Il consumo tenuto a sostegno di Vuciki, menziona gli autobus vietati al confine

Migliaia di persone si sono riunite a Belgrado per manifestare sostegno al presidente Aleksandar Vuciq. Parte dei discorsi dei funzionari serbi al raduno anche col tema del Kosovo. Il presidente, Aleksandar Vuciq, ha detto che ha deciso di parlare con i cittadini riuniti a Belgrado solo per il futuro della Serbia. Grazie ai partecipanti, Vuchic [...]
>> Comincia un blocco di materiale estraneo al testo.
PR #668, opened 2017-05-21
Fix navbar bugs

MMP0:


akuma06:
It doesn't work with other languages

public/css/style.css
```diff
@@ -269,14 +267,6 @@ div.container div.blockBody:nth-of-type(2) table tr:first-of-type th:last-of-typ
 	display: none;
 }
 
-#mainmenu .navbar-form select.form-control {
-	width: 12rem;
-}
-
```
akuma06: Bug is here, you remove the max width of select elements in the search form

public/css/style.css
```diff
@@ -269,14 +267,6 @@ div.container div.blockBody:nth-of-type(2) table tr:first-of-type th:last-of-typ
...
-#mainmenu .navbar-form select.form-control#max {
-	width: 6rem;
-}
-
 .special-img {
```
akuma06: Same here

MMP0:
Should be fixed...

Parte dei discorsi dei funzionari serbi al raduno anche col tema del Kosovo.
Grazie ai partecipanti, Vuciq ha detto che senza il supporto di un gran numero di loro, non poteva stare davanti al cancelliere tedesco Angela Merkel, il presidente francese Emmanuel Macron e il presidente cinese Xi Jinping.
Vuciq parteciperà al vertice dei Balcani Occidentali, tenutosi a Berlino il 29 aprile, dove parteciperanno anche i leader delle istituzioni kosovare, il presidente Hashim Thaci e il primo ministro Ramush Haradinaj. Nel frattempo, dal 25 aprile al 27 aprile resterà in Cina per partecipare al “Bresey Forum e all'hypx1> Via. Qui incontrerà il presidente cinese e russo Vladimir Putin.
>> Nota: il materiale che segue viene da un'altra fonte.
PR #685, opened 2017-05-22
Verify torrent category on upload

### LINKED ISSUE #682: Torrents with invalid categories.
Example: https://nyaa.pantsu.cat/view/924512

There's no checking if the torrent category on the form actually exists, it checks only if it is in the format `x_y`, where `x` and `y` are both numbers. You can reproduce this locally by editing the `value` field of the selected `option` on the upload page, and trying to upload.

ElegantMonkey:
Should fix #682

### DIFF
--- a/router/template_functions.go
+++ b/router/template_functions.go
@@ -162,7 +162,7 @@ var FuncMap = template.FuncMap{
 		// because time.* isn't available in templates...
 		return t.Format(time.RFC3339)
 	},
-    "CategoryID": func(category string, sub_category string) string {
+    "CategoryName": func(category string, sub_category string) string {
 		s := category + "_" + sub_category
 
 		if category, ok := categories.GetCategories()[s]; ok {
--- a/router/template_functions.go
+++ b/router/template_functions.go
@@ -10,6 +10,7 @@ import (
 	"github.com/NyaaPantsu/nyaa/config"
 	"github.com/NyaaPantsu/nyaa/service/user/permission"
 	"github.com/NyaaPantsu/nyaa/util"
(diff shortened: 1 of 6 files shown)


router/template_functions.go
```diff
@@ -161,51 +162,14 @@ var FuncMap = template.FuncMap{
...
-            case "5_11":    e = "live_action_raw"
-            case "6_":      e = "pictures"
-            case "6_15":    e = "pictures_graphics"
-            case "6_16":    e = "pictures_photos"
-            case "1_":      e = "software"
-            case "1_1":     e = "software_applications"
-            case "1_2":     e = "software_games"
-        }
-        return e
+    "CategoryID": func(category string, sub_category string) string {
```
sfan5: should probably be `CategoryName`

sfan5:
Also you're missing the case where people could try to post in a parent category (without a subcat selected)

akuma06:
@sfan5 Shouldn't it work like that? If someone post in Anime Category, it should check "3_". It exists so it uploads

router/template_functions.go
akuma06: I agree, it would be more fitted to the function

ElegantMonkey:
@sfan5 @akuma06 The upload handler splits the category on the _ sign, and try to convert each string part to an int. The current behavior fails with, say, `3_`, because splitting would return `["3", ""]` and Atoi would fail to convert an empty string.

Unless you mean people should be able to post on a parent category, in which this should be fixed.

sfan5:
Oh, then that's okay already.
@akuma06 No, torrents should always have a sub-category attached.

Il presidente Vuciq ancora prima che i suoi sostenitori a Belgrado ribadiscano che non ci sarebbe stato alcun dialogo con Pristina senza che le tariffe alle merci serbe fossero state rimosse.
Ha anche detto che avrebbe protetto i serbi in Kosovo se necessario.
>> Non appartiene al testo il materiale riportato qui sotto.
PR #686, opened 2017-05-22
Model diagram (Ready for merge)

steindornatorinn:
Created a diagram of the models this projects uses and their interconnectivity, so nyazi shills will stop whining about lack of documention.

Marked as a WIP since I doubt I managed to do this without making a few missteps along the way.


tomleb:
can you provide a picture of what it looks like ?

steindornatorinn:
nyaapantsu_models_source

Il rally pro Vuciqi segue diversi mesi di proteste di opposizione chiedendo le sue dimissioni.
I sostenitori di Vuciki sono andati a Belgrado da tutte le città della Serbia, così come da due paesi vicini - Kosovo e Bosnia-Erzegovina.
Il ministro degli Esteri della Serbia Ivica Dacic ha detto ai partecipanti che la prova del potere della Serbia è anche il fatto che 13 paesi hanno riconosciuto il Kosovo, mentre, secondo lui, durante il precedente governo in Serbia 83 paesi hanno riconosciuto il Kosovo.
Dacic fa parte del passato governo in Serbia.
“Non pensate di poter ricattare la Serbia, in modo da poter riconoscere l'indipendenza del Kosovo, il nome di Dacic.
Milorad Dodik, membro della presidenza tripartita della Bosnia-Erzegovina, ha parlato anche al raduno pro-vuciqi. Ha detto che era Republika Srpska che non ha permesso alla Bosnia di riconoscere l'indipendenza del Kosovo.
“Non saremo NATO perché hanno abbandonato bombe su due casi, ha detto Dodik.
Il primo ministro serbo Ana Brnabiq ha detto davanti ai cittadini riuniti a Belgrado che “Serbia non sosterrà minacce, insulti, divisioni
Da dicembre, l'opposizione della Serbia è fuori per le strade ogni sabato per protestare, come dice, contro il governo autocratico di Vuciqi, le crescenti restrizioni alla libertà di stampa e altri problemi del paese.
Le prove sono iniziate dopo che il leader dell'opposizione Borko Stefanovic è stato battuto da attaccanti mascherati.
Vuciq, per lungo tempo nazionalista, ha fatto sforzi per riformare la sua posizione di riformatore pro-europeo, ma ha anche mantenuto buoni rapporti con la Russia transitoria della Serbia.